In conclusione, l’interesse del cittadino è quello di poter contare su di una categoria professionale di cui gli siano garantiti i livelli minimi di professionalità e di correttezza. Solo a queste condizioni (oggi inesistenti) la liberalizzazione dei prezzi secondo il principio della concorrenza e del mercato rappresenterà per lui un effettivo vantaggio; altrimenti, ad una richiesta di bassi compensi corrisponderà con ogni probabilità una prestazione professionale di altrettanto bassa affidabilità, e quindi –per l’utente- non un vantaggio ma un prevedibile danno.

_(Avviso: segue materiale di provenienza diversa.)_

PR #4222, opened 2023-02-04
bug: multi swap-step and fee accum

czarcas7ic:

There were two bugs that were discovered when implementing the functional tests for fees:

1. We do not properly update the global fee accumulator when a swap has to go through more than one iteration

La Avvocatura chiede quindi una legge professionale che garantisca –attraverso nuove modalità di reclutamento e di formazione degli avvocati- il possesso, in tutti gli esercenti la professione forense, di livelli minimi garantiti e periodicamente verificati di competenza e correttezza. E poiché la avvocatura è solo una delle componenti di un “servizio giustizia” disastrato, chiede che Governo e Parlamento riformino finalmente l’ordinamento giudiziario, garantendo al cittadino anche la competenza, la laboriosità e la correttezza dei giudici, di carriera ed onorari; e fornisca alla Giustizia tutte quelle dotazioni, di uomini e mezzi, necessarie per assicurare al cittadino il riconoscimento, in tempi ragionevoli, dei propri diritti violati; il che oggi assolutamente non avviene.
Mi auguro che la “Gazzetta” ospiti e solleciti su questi temi un dibattito, quanto mai opportuno per rendere coscienti i cittadini dei problemi della amministrazione della giustizia, dalla cui soluzione dipende in larga misura la libertà e la dignità di ciascuno di noi.
La ringrazio e saluto molto cordialmente Giancarlo Russo Frattasi

(Presidente Camera Civile Bari)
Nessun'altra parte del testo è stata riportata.